I have multiple datasets of 1 second time resolution real data. This data will often have gaps in the time-series where the instrument dropped data, or when the instrument was turned off, resulting in a patchy (albeit still very useful) dataset. The resulting data might look like the following
Timestamp [timestamp] : datastream1 [double precision] : datastream2 [double precision] : etc
2011-01-01 00:00:01 153.256 1255.325
2011-01-01 00:00:02 152.954 1254.288
2011-01-01 00:00:03 151.738 1248.951
2011-01-01 00:00:04 150.015 1249.185
2011-01-01 00:10:08 179.132 1328.115
2011-01-01 00:10:09 178.051 1323.125
2011-01-01 00:10:10 180.870 1336.983
2011-01-04 09:19:02 152.198 1462.814
2011-01-04 09:19:03 158.014 1458.122
2011-01-04 09:19:04 156.070 1464.174
Please note: this data are generally continuous but will have random gaps which must be dealt with.
I need to write code to take the average and stdev of a given time interval, "timeInt", that is able to deal with these gaps. For example, if I wanted a 10 min average of data, my required output would be:
Timestamp_10min : avg_data1 : med_data1 : count_data1
where avg_data1 would be the average of all the data points within a given 10 minute period, and count_data1 would be the number of points used in the calculation of that average (i.e. 600 if there was no missing data, 300 if every second point is missing, etc etc).

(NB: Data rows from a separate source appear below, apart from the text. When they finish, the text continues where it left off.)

PR #653, opened 2021-11-10
Capability to use chrome with capybara using js: true

ryantk:
## Changes in this PR

Config required to allow chrome usage with capybara to allow more advanced javascript in tests.

Use `js: true` in tests to activate the chrome driver.

### DIFF
--- a/script/server
+++ b/script/server
@@ -6,4 +6,11 @@
 set -e
 
 docker-compose up --detach
-docker attach buy-for-your-school_web_1
+
+check_container_name_format_command='docker ps --filter "name=buy-for-your-school_web_1" --format "{{.ID}}"'
+
+if [[ $(eval $check_container_name_format_command) ]]; then
+  docker attach buy-for-your-school_web_1
+else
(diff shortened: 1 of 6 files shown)


script/server
```diff
@@ -6,4 +6,11 @@
 set -e
 
 docker-compose up --detach
-docker attach buy-for-your-school_web_1
+
+check_container_name_format_command='docker ps --filter "name=buy-for-your-school_web_1" --format "{{.ID}}"'
```
ryantk, line 10: I have upgraded my docker setup and it is now replacing underscores with hyphens, so I have made this check in the script to enable both versions to work.

kennyevil (approved):
All looks good. That change to Docker is something I'm amazed by. Glad you caught it.

script/server
peterdavidhamilton: Interesting, what version are you currently?

AndrewCowle (approved):

peterdavidhamilton (approved):

PR #654, opened 2021-11-10
Correct yard syntax for dry-initialiser classes

EdwinKruglov:
## Changes in this PR

- update yard documentation for dry-initializer `options` and `params`

### DIFF
--- a/app/forms/support/case_assignment_form.rb
+++ b/app/forms/support/case_assignment_form.rb
@@ -3,6 +3,8 @@ module Support
     extend Dry::Initializer
     include Concerns::ValidatableForm
 
+    # @!attribute [r] agent_id
+    # @return [String]
     option :agent_id, Types::Params::String, optional: true
 
     def new_agent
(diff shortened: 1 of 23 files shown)


EdwinKruglov:
[Correct yard syntax for dry-initialiser classes](https://trello.com/c/2hnEtIm9/781-correct-yard-syntax-for-dry-initialiser-classes)

ryantk (approved):

peterdavidhamilton (changes requested):
The indentation is inconsistent but I don't know if that matters. I'd like to see things indented under `@attribute` please, and if `default` is set, it'd be good to see that in the doc

EdwinKruglov:
> The indentation is inconsistent but I don't know if that matters. I'd like to see things indented under `@attribute` please, and if `default` is set, it'd be good to see that in the doc

@peterdavidhamilton I've fixed the indentation and added a note about default values where necessary. I was hoping YARD would have a `@default` tag or similar, but it doesn't, so I just mentioned the default values on the `@return` tag.

PiperS52 (approved):

peterdavidhamilton (approved):

PR #660, opened 2021-11-16
Sending case management emails

peterdavidhamilton:
## Changes in this PR

- enable the "send email to school" action in case management
- convert the class to use the template UUID now that a single service is used in all environments
- update the tests accordingly
- convert templates to follow the same convention for variables as used in support requests
  + an object that has methods `first_name`, `last_name` and `email` 

## Next steps

- Ensure template content is correct and links to the prototype have been changed.
- Identify why some emails arrived with duplicate greetings and signatures??


peterdavidhamilton:
[Sending emails to school](https://trello.com/c/0JIUWIZv/338-sending-emails-to-school)

app/services/support/emails/to_school.rb
```diff
@@ -0,0 +1,13 @@
+# frozen_string_literal: true
+
+require "notify/email"
+
+module Support
+  class Emails::ToSchool < Notify::Email
+    def call
+      Rollbar.info "Sending email to school"
```
d-a-v-e, line 8: Does this need any more context passed to Rollbar? is eventually for a slack notification?

peterdavidhamilton: Perhaps but we shouldn't identify the user. We will see this in the slack channel, so for now, it is just letting us know the attempt was made.

AndrewCowle (approved):

app/controllers/support/cases/emails_controller.rb
```diff
@@ -4,27 +4,39 @@ def create
       @case_email_content_form = CaseEmailContentForm.from_validation(validation)
 
       if validation.success?
-        create_email_interaction(@case_email_content_form.email_body)
+
```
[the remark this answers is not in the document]
peterdavidhamilton: Don't think you have looked at the latest code @AndrewCowle

app/controllers/support/cases/emails_controller.rb
```diff
@@ -4,27 +4,39 @@ def create
...
+      params.require(:case_email_content_form).permit(:email_body, :email_subject, :email_template)
+    end
+
+    def send_email_to_school
+      Support::Emails::ToSchool.new(
+        recipient: @current_case,
+        template: params.fetch(:email_template, "ac679471-8bb9-4364-a534-e87f585c46f3"),
+        reference: @current_case.ref,
+        variables: {
+          text: @case_email_content_form.email_body,
```
ryantk, line 36: We probably want to have the same variables here as in preview
https://github.com/DFE-Digital/buy-for-your-school/blob/766fc83a49ee43b080f0dc59352fc60a05265f51/app/controllers/support/cases/emails/content_controller.rb#L53

ryantk (approved):

PR #664, opened 2021-11-18
Page services

EdwinKruglov:
## Changes in this PR

- add `get` and `build` services for `Pages`

### DIFF
--- a/app/services/content/page/build.rb
+++ b/app/services/content/page/build.rb
@@ -1,13 +1,11 @@
-require "dry-initializer"
-
 # Persist Page entries from Contentful
 #
 class Content::Page::Build
   extend Dry::Initializer
 
   # @!attribute [r] contentful_page
-  # @return [Contentful::Entry] Contentful "Page" entity
-  # @api private
+  #   @return [Contentful::Entry] Contentful "Page" entity
+  #   @api private
   option :contentful_page, optional: false, reader: :private
 
   # @return [Page]
--- a/app/services/content/page/build.rb
+++ b/app/services/content/page/build.rb
@@ -1,13 +1,14 @@
 require "dry-initializer"
 
-# Persits Page entries from Contentful
+# Persist Page entries from Contentful
 #
 class Content::Page::Build
   extend Dry::Initializer
 
   # @!attribute [r] contentful_page
-  # @return [Contentful::Entry]
-  option :contentful_page
+  # @return [Contentful::Entry] Contentful "Page" entity
+  # @api private
+  option :contentful_page, optional: false, reader: :private
 
   # @return [Page]
   def call
@@ -20,7 +21,7 @@ class Content::Page::Build
         sidebar: contentful_page.sidebar,
       },
       unique_by: :contentful_id,
-      returning: %w[title contentful_id slug body sidebar],
+      returning: %w[title contentful_id slug],
     )
 
     Rollbar.info("Built Contentful page", **page.first) if page
--- a/app/services/content/page/build.rb
+++ b/app/services/content/page/build.rb
@@ -23,8 +23,8 @@ class Content::Page::Build
       returning: %w[title contentful_id slug body sidebar],
     )
 
-    Rollbar.info("Built Contentful page", **page.first) if page.first
+    Rollbar.info("Built Contentful page", **page.first) if page
 
-    page.first
+    Page.find_by(contentful_id: contentful_page.id)
   end
 end
--- a/app/services/content/page/build.rb
+++ b/app/services/content/page/build.rb
@@ -1,0 +1,30 @@
+require "dry-initializer"
+
+# Persits Page entries from Contentful
+#
+class Content::Page::Build
+  extend Dry::Initializer
+
+  # @!attribute [r] contentful_page
+  # @return [Contentful::Entry]
+  option :contentful_page
+
+  # @return [Page]
+  def call
+    page = Page.upsert(
+      {
+        title: contentful_page.title,
+        body: contentful_page.body,
+        contentful_id: contentful_page.id,
+        slug: contentful_page.slug,
+        sidebar: contentful_page.sidebar,
+      },
+      unique_by: :contentful_id,
+      returning: %w[title contentful_id slug body sidebar],
+    )
+
+    Rollbar.info("Built Contentful page", **page.first) if page.first
+
+    page.first
+  end
+end
--- a/app/services/content/page/build.rb
+++ b/app/services/content/page/build.rb
@@ -6,7 +6,7 @@ class Content::Page::Build
   # @!attribute [r] contentful_page
   #   @return [Contentful::Entry] Contentful "Page" entity
   #   @api private
-  option :contentful_page, optional: false, reader: :private
+  option :contentful_page, reader: :private
 
   # @return [Page]
   def call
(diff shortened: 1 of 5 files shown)


EdwinKruglov:
[Pages service object](https://trello.com/c/zTn8EZPz/31-pages-service-object)

app/services/content/page/get.rb
```diff
@@ -0,0 +1,37 @@
...
+  option :page_entry_id, Types::String
+  # @!attribute [r] client
+  # @return [Content::Client]
+  option :client, default: proc { Content::Client.new }
+
+  # @raise [GetEntry::EntryNotFound] if page entry is not found
+  # @see GetEntry
+  # @return [Contentful::Entry]
+  def call
+    GetEntry.new(entry_id: page_entry_id, client: client).call
```
ryantk, line 20: There is very little difference between this class and GetEntry I would argue they could be collapsed into one.

peterdavidhamilton: I'm imagining that this is because we are setting ourselves up to bypass the cache on the Page model, and caching happens in GetEntry, so we need something very similar so we can isolate this without impacting other things. @EdwinKruglov?

spec/services/self-serve/content/page/get_spec.rb
```diff
@@ -0,0 +1,31 @@
+RSpec.describe Content::Page::Get do
+  subject(:service) { described_class.new(page_entry_id: page_entry_id, client: stub_client) }
+
+  let(:page_entry_id) { "page_entry_id" }
+
+  # rubocop:disable RSpec/AnyInstance
```
peterdavidhamilton, line 6: Depending on the circumstances we should leverage the rubocop todo file, sometimes that will guide us to changing the rules.

app/services/content/page/get.rb
ryantk: I feel there may be better ways to isolate in that case, but it also sounds like YAGNI.

app/services/content/page/build.rb
```diff
@@ -0,0 +1,30 @@
...
+        slug: contentful_page.slug,
+        sidebar: contentful_page.sidebar,
+      },
+      unique_by: :contentful_id,
+      returning: %w[title contentful_id slug body sidebar],
+    )
+
+    Rollbar.info("Built Contentful page", **page.first) if page
+
+    Page.find_by(contentful_id: contentful_page.id)
```
d-a-v-e, line 28: does returning `page` not work here?

d-a-v-e, line 28: does returning `page` not work here?

app/services/content/page/build.rb
```diff
@@ -0,0 +1,30 @@
+require "dry-initializer"
+
+# Persits Page entries from Contentful
```
d-a-v-e, line 3: lil typo

app/services/content/page/build.rb
```diff
@@ -0,0 +1,30 @@
...
+#
+class Content::Page::Build
+  extend Dry::Initializer
+
+  # @!attribute [r] contentful_page
+  # @return [Contentful::Entry]
+  option :contentful_page
```
d-a-v-e, line 10: suggestion:

```ruby
# @!attribute env
    #   @return [Contentful::Entry] Contentful "Page" entity
    #   @api private
option :contenful_page, optional: false, reader: private
```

This code needs to work with any desired input interval (i.e. x minutes, y days, z weeks, months, years, etc).
Currently I am only able output minute averages using the following code.
CREATE OR REPLACE VIEW "DATATABLE_MIN" AS
SELECT MIN("DATATABLE"."Timestamp") AS "Timestamp_min",
avg("DATATABLE"."datastream1") AS "datastream1_avg_min",
stddev("DATATABLE"."datastream1") AS "datastream1_stdev_min",
count("DATATABLE"."datastream1") AS "datastream1_avg_min"
FROM "DATATABLE"
GROUP BY to_char("DATATABLE"."Timestamp",'YYYY-MM-DD HH24:MI'::text);
Thanks in advance for the help!
To group by 10 minutes, you can do this by using the "epoch":
SELECT MIN(dt."Timestamp") AS "Timestamp_min",
avg(dt."datastream1") AS "datastream1_avg_min",
stddev(dt."datastream1") AS "datastream1_stdev_min",
count(dt."datastream1") AS "datastream1_avg_min"
FROM "DATATABLE" dt
GROUP BY trunc(extract(epoch from dt."TimeStamp") / (60*10));
This is the number of seconds since a fixed time in the past. If you divide it by 600, you get the number of 10 minute intervals -- what you need for the aggregation.